_Assignment_.
Reproduce the data below in full. Nothing should differ from the original.

_Exercise data_.
PR #550, opened 2018-02-06
Remove unnecessary call to xmerl_ucs:from_utf8

essen:
This commit removes a call to xmerl_ucs:from_utf8 which was used
for two purposes: converting the binary payload into an Erlang
Unicode string (a list of integer code points), and validating
that the payload is indeed utf8.

The call was necessary when it was introduced because mochijson
only supported Unicode strings. Nowadays JSON libraries also
support utf8 binaries so converting is not necessary.

The function also starts by doing a binary_to_list/1 call which
creates a lot of garbage and can lead to OOM situations when the
queue is large. We ended up with the payload binary, the temporary
list and the final Unicode string in memory. With this patch we
only ever have the binary in memory.

To validate that the payload is utf8 and keep the functionality
intact a small function was added that makes use of the /utf8
binary matching specifier.

Since this was the only xmerl function used in the management
plugin I have also removed xmerl from the LOCAL_DEPS.

I have added a test for the different encodings that can be
requested to make sure that nothing was broken when doing
the change.

### DIFF
--- a/Makefile
+++ b/Makefile
@@ -21,7 +21,7 @@ endef
 
 DEPS = rabbit_common rabbit amqp_client cowboy cowlib rabbitmq_web_dispatch rabbitmq_management_agent
 TEST_DEPS = rabbitmq_ct_helpers rabbitmq_ct_client_helpers proper
-LOCAL_DEPS += xmerl mnesia ranch ssl crypto public_key
+LOCAL_DEPS += mnesia ranch ssl crypto public_key
 
 # FIXME: Add Ranch as a BUILD_DEPS to be sure the correct version is picked.
 # See rabbitmq-components.mk.
--- a/src/rabbit_mgmt_wm_queue_get.erl
+++ b/src/rabbit_mgmt_wm_queue_get.erl
@@ -162,13 +162,14 @@ maybe_truncate(Payload, Len) ->
 
 payload_part(Payload, Enc) ->
     {PL, E} = case Enc of
-                  auto -> try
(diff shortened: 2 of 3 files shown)


essen:
Up to you whether this should go in 3.6.x too. Cheers!

michaelklishin:
No, it probably should not. I'm QA'ing this right now, thank you!

gerhard:
**No action required, adding for context**

This was discovered while investigating RabbitMQ 3.6.14 node crashes when a queue with 5GB of messages was being downloaded through the Management API, via `POST /api/queues/VHOST/QUEUE/get`.

The process with an initial call of `cowboy_protocol:init/4` was `Garbing...` and using 18.9GB of memory. Erlang VM 19.3.6.4 crashed due to `eheap_alloc: Cannot allocate 29247236448 bytes of memory (of type "old_heap")`. The VM had already allocated 22GB of memory:

```
total: 24457794736
processes: 21850326288
processes_used: 21845621216
system: 2607468448
atom: 1041593
atom_used: 1038406
binary: 2457997680
code: 25834937
ets: 91379304
```

[**More context** - RabbitMQ team internal only](https://discuss.zendesk.com/agent/tickets/75578)

michaelklishin:
Hm, then I guess it should go into 3.6.x.

michaelklishin:
Backported to 3.7.x.

michaelklishin:
Backported to 3.6.x.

_Task response_.
PR #550, opened 2018-02-06
Remove unnecessary call to xmerl_ucs:from_utf8

essen:
This commit removes a call to xmerl_ucs:from_utf8 which was used
for two purposes: converting the binary payload into an Erlang
Unicode string (a list of integer code points), and validating
that the payload is indeed utf8.

The call was necessary when it was introduced because mochijson
only supported Unicode strings. Nowadays JSON libraries also
support utf8 binaries so converting is not necessary.

The function also starts by doing a binary_to_list/1 call which
creates a lot of garbage and can lead to OOM situations when the
queue is large. We ended up with the payload binary, the temporary
list and the final Unicode string in memory. With this patch we
only ever have the binary in memory.

To validate that the payload is utf8 and keep the functionality
intact a small function was added that makes use of the /utf8
binary matching specifier.

Since this was the only xmerl function used in the management
plugin I have also removed xmerl from the LOCAL_DEPS.

I have added a test for the different encodings that can be
requested to make sure that nothing was broken when doing
the change.

### DIFF
--- a/Makefile
+++ b/Makefile
@@ -21,7 +21,7 @@ endef
 
 DEPS = rabbit_common rabbit amqp_client cowboy cowlib rabbitmq_web_dispatch rabbitmq_management_agent
 TEST_DEPS = rabbitmq_ct_helpers rabbitmq_ct_client_helpers proper
-LOCAL_DEPS += xmerl mnesia ranch ssl crypto public_key
+LOCAL_DEPS += mnesia ranch ssl crypto public_key
 
 # FIXME: Add Ranch as a BUILD_DEPS to be sure the correct version is picked.
 # See rabbitmq-components.mk.
--- a/src/rabbit_mgmt_wm_queue_get.erl
+++ b/src/rabbit_mgmt_wm_queue_get.erl
@@ -162,13 +162,14 @@ maybe_truncate(Payload, Len) ->
 
 payload_part(Payload, Enc) ->
     {PL, E} = case Enc of
-                  auto -> try
(diff shortened: 2 of 3 files shown)


essen:
Up to you whether this should go in 3.6.x too. Cheers!

michaelklishin:
No, it probably should not. I'm QA'ing this right now, thank you!

gerhard:
**No action required, adding for context**

This was discovered while investigating RabbitMQ 3.6.14 node crashes when a queue with 5GB of messages was being downloaded through the Management API, via `POST /api/queues/VHOST/QUEUE/get`.

The process with an initial call of `cowboy_protocol:init/4` was `Garbing...` and using 18.9GB of memory. Erlang VM 19.3.6.4 crashed due to `eheap_alloc: Cannot allocate 29247236448 bytes of memory (of type "old_heap")`. The VM had already allocated 22GB of memory:

```
total: 24457794736
processes: 21850326288
processes_used: 21845621216
system: 2607468448
atom: 1041593
atom_used: 1038406
binary: 2457997680
code: 25834937
ets: 91379304
```

[**More context** - RabbitMQ team internal only](https://discuss.zendesk.com/agent/tickets/75578)

michaelklishin:
Hm, then I guess it should go into 3.6.x.

michaelklishin:
Backported to 3.7.x.

michaelklishin:
Backported to 3.6.x.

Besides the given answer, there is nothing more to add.